El mecanismo elegido para justificar los daños es una declaración responsable acompañada de fotografías georreferenciadas. Los solicitantes deberán acompañar la documentación de fotografías georreferenciadas que permitan verificar la ubicación y la dimensión del perjuicio. Esta fórmula pretende reducir los trámites burocráticos y acelerar la llegada de los fondos a los afectados.
Los incendios del verano de 2025 han tenido un impacto notable en la comunidad autónoma. Numerosos municipios rurales han sufrido pérdidas económicas y medioambientales que se suman a la vulnerabilidad que ya arrastraban sectores como el agrícola o el apícola. Para muchos pequeños negocios, la destrucción de pastos, colmenas o instalaciones supone un golpe difícil de absorber sin un respaldo económico inmediato.
En este sentido, la ayuda se configura como un instrumento de emergencia más que un plan de compensación a largo plazo. La intención es sostener la viabilidad de las explotaciones en el corto plazo, evitando que autónomos y micropymes tengan que cerrar su actividad por falta de liquidez.
Un apoyo inmediato para mantener la viabilidad de pequeños negocios rurales
El plazo de solicitud se abrirá el 15 de septiembre y se prolongará hasta el 30 de octubre. Durante ese periodo, los profesionales del campo interesados deberán completar la tramitación a través de la sede electrónica de la administración autonómica. La rapidez en la presentación será determinante, ya que la concesión se hará por orden de entrada hasta agotar el presupuesto.

El carácter directo de la ayuda elimina la necesidad de concurrencia competitiva. No habrá puntuaciones ni baremos complejos, sino que la administración concederá la subvención a los primeros solicitantes que cumplan los requisitos básicos establecidos.
La administración autonómica ha fijado en 2,5 millones de euros el techo presupuestario de esta convocatoria. Esa cantidad permitirá cubrir a 460 explotaciones, que recibirán, cada una, 5.500 euros. No se contemplan ampliaciones en esta convocatoria, por lo que las cifras se consideran cerradas.

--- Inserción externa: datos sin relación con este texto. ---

PR #2734, opened 2025-03-22
Ability to specify which KV events to subscribe to

### LINKED ISSUE #2727: Add ability to specify what types of events we want to subscribe for when subscribing to contracts
### Problem

Image

Currently when subscribing to contracts (for example, identity contracts), we request to receive all events, including events we might not be interested in, for example, KV updates that we can't read (see screenshot above).

This can generate unnecessary console errors and unnecessary traffic.

### Solution

Add ability to pass in options to tell the server what specific types of events we're interested in listening for.

Perhaps we're only interested in listening for specific KV keys, or no keys at all.

corrideat:
Closes #2727

### DIFF
--- a/backend/pubsub.js
+++ b/backend/pubsub.js
@@ -305,6 +305,7 @@ const defaultMessageHandlers = {
     } else {
       log.debug('Already subscribed to', channelID)
     }
+    // $FlowFixMe[incompatible-call]
     socket.send(createOkResponse({ type: SUB, channelID, kvFilter }))
   },
 
@@ -327,6 +328,7 @@ const defaultMessageHandlers = {
     } else {
       log.debug('Not subscribed to', channelID)
     }
+    // $FlowFixMe[incompatible-call]
     socket.send(createOkResponse({ type: KV_FILTER, channelID, kvFilter }))
   },
 
--- a/backend/pubsub.js
+++ b/backend/pubsub.js
@@ -26,7 +26,7 @@ import { postEvent } from './push.js'
 const { bold } = require('chalk')
 const WebSocket = require('ws')
 
-const { PING, PONG, PUB, SUB, UNSUB } = NOTIFICATION_TYPE
+const { PING, PONG, PUB, SUB, UNSUB, KV_FILTER } = NOTIFICATION_TYPE
 const { ERROR, OK } = RESPONSE_TYPE
 
 const defaultOptions = {
@@ -170,6 +170,7 @@ const defaultServerHandlers = {
     socket.pinged = false
     socket.server = server
     socket.subscriptions = new Set()
+    socket.kvFilter = new Map()
     socket.ip = request.headers['x-real-ip'] ||
       request.headers['x-forwarded-for']?.split(',')[0].trim() ||
       request.socket.remoteAddress
@@ -280,7 +281,7 @@ const defaultMessageHandlers = {
     server.broadcast(msg, { to: subscribers ?? [] })
   },
 
-  [SUB] ({ channelID }: SubMessage) {
+  [SUB] ({ channelID, kvFilter }: SubMessage) {
     const socket = this
     const { server } = this
 
@@ -293,6 +294,9 @@ const defaultMessageHandlers = {
     if (!socket.subscriptions.has(channelID)) {
       // Add the given channel ID to our subscriptions.
       socket.subscriptions.add(channelID)
+      if (Array.isArray(kvFilter)) {
+        socket.kvFilter.set(channelID, new Set(kvFilter))
+      }
       if (!server.subscribersByChannelID[channelID]) {
         server.subscribersByChannelID[channelID] = new Set()
       }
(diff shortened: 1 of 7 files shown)


backend/pubsub.js
```diff
@@ -395,11 +424,19 @@ const publicMethods = {
...
     if (channelID in server.subscribersByChannelID) {
-      yield * server.subscribersByChannelID[channelID]
+      const subscribers = server.subscribersByChannelID[channelID]
+      if (!kvKey) {
+        yield * subscribers
+      } else {
+        for (const subscriber of subscribers) {
+          const kvFilter = subscriber.kvFilter.get(kvKey)
+          if (!kvFilter || kvFilter.has(kvKey)) yield subscriber
+        }
```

La medida se enmarca en un conjunto más amplio de actuaciones impulsadas tras los incendios de 2025. El objetivo común es proteger el tejido productivo de las zonas rurales y evitar la pérdida de actividad económica en áreas que ya se enfrentan a problemas de despoblación.
Un procedimiento simplificado para acelerar la entrega de los fondos
Los sectores directamente incluidos en la convocatoria son el agrícola, el ganadero y el apícola. Se trata de actividades que, en Castilla y León, dependen en gran medida de autónomos y pequeños negocios familiares. Su continuidad resulta esencial para la economía de los municipios afectados y para el mantenimiento del empleo en el medio rural.
La cuantía fija de 5.500 euros por explotación se ha diseñado con el propósito de facilitar una respuesta inmediata. Aunque no cubra la totalidad de las pérdidas, sí puede marcar la diferencia entre mantener la actividad o abandonarla. Este planteamiento responde a la lógica de la emergencia y a la necesidad de dar liquidez en plazos cortos.
Los incendios han puesto de manifiesto la fragilidad de muchas explotaciones ante situaciones imprevistas. La destrucción de colmenas implica la dificultad de reponerlas a corto plazo, con efectos en la producción futura. En el caso del ganado, los efectos sobre la rentabilidad futura son igualmente graves.
La convocatoria insiste en que las ayudas se destinarán a cubrir pérdidas de producción y daños materiales. No se contemplan otros conceptos de gasto, sino únicamente aquellos directamente vinculados a los incendios. De esta manera, la administración focaliza el uso de los fondos en la recuperación de la capacidad productiva.